Took my grinder back today. The belt and some other updated items had come in. The dealer had ordered the Sonic Tension Meter but it had not come in. New wheel motor mounts that were more heavy duty were among the updated items. We went to put the new mounts on and the hole the wheel motors sit in were not cut large enough.:bang: At this point I was fed up. I asked my dealer if he would swap me back out and let me get a Carlton 4012 with the diesel. He said sure no problem and that he totally understood. He even let me borrow a new grinder he had in stock so I could get a very important job done tommorrow. He will bring me my new grinder on Monday after he picks it up at the factory. My dealer has to be the most stand up dealer around. He is going out of his way to make things right.
The Carlton that I am getting has the new San Vic cutting wheel on it. (I think that is what they called it.) It has really neet looking teeth and they said it does not through the chipps as bad. I am looking foward to seeing how it works.


----------



## Curbside (Dec 9, 2005)

The cutting disk is made by Sandvic and it is called a Dura Disk. I've been very curious as to how it cuts. Please let me know what you think of it after you've tried it on Monday I'm thinking of purchasing them for my machines but would like to find out what you think.


----------



## Koa Man (Dec 10, 2005)

To me, having to use some type of new fangled meter just to adjust a belt is ridiculous.
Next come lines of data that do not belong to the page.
PR #780, opened 2026-08-29
fix(hts): implement FHIR string search for terminology names and titles

### LINKED ISSUE #719: hts: name/title search on CodeSystem/ValueSet/ConceptMap ignores FHIR string-search spec, uses exact match instead of partial
### Summary
`GET /CodeSystem`, `GET /ValueSet`, and `GET /ConceptMap` filter on `name`/`title` using SQL exact equality. Both parameters are `string`-typed FHIR SearchParameters, which the spec requires to default to case-/accent-insensitive prefix matching — HTS implements neither the default behavior nor the `:contains`/`:exact` modifiers.

### Current Behavior
- **Exact match only:** all six backend search paths (`crates/hts/src/backends/{sqlite,postgres}/{code_system,value_set,concept_map}.rs`) build `name = ?` / `title = ?` WHERE clauses — no prefix, no substring, no case/accent folding.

Thumbs up for your dealer. I think you did well exchanging the Morbark for the Carlton. BTW, I would not buy a Carlton chipper at this time either, but I would buy their stumpers. It is best to have the new stuff field tested for a couple of years first.


----------



## Curbside (Dec 12, 2005)

A friend of mine also bought a D52SP about 2 weeks ago and it arrived on Saturday late afternoon. Sunday we went out to try it on 5 small oak stumps. I have never seen anything as ridiculous as what I saw. He was operating the machine from the controls on the grinder and all the mud and chips were flying directly into his face. The flaps seemed totally inadequate. The whole machine was convered in mud and chips within minutes and so was he. I also thought the cutter wheel was to small as the belt guard forced you to make a huge hole to get at the stump. I see why they need such a large swing but it doesn't seem to really bennifit because of the small wheel. It did not seem to grind very deep. I did not like the clutching of the machine as the entire engine would move to tension the belts. The dual wheels on the machine caused more problems than they were worth because they need a bolt going through to the inside wheels so that the two hubs will lock up. What was happening as soon as the grinder would hit a lump of mud or uneven ground on the outside wheels the inside wheels would turn and the outside ones would slip on the hub. Taking the wheels off was not as easy as we were told. The machine blew the inside seal on the cutter bearing in those few minutes of grinding.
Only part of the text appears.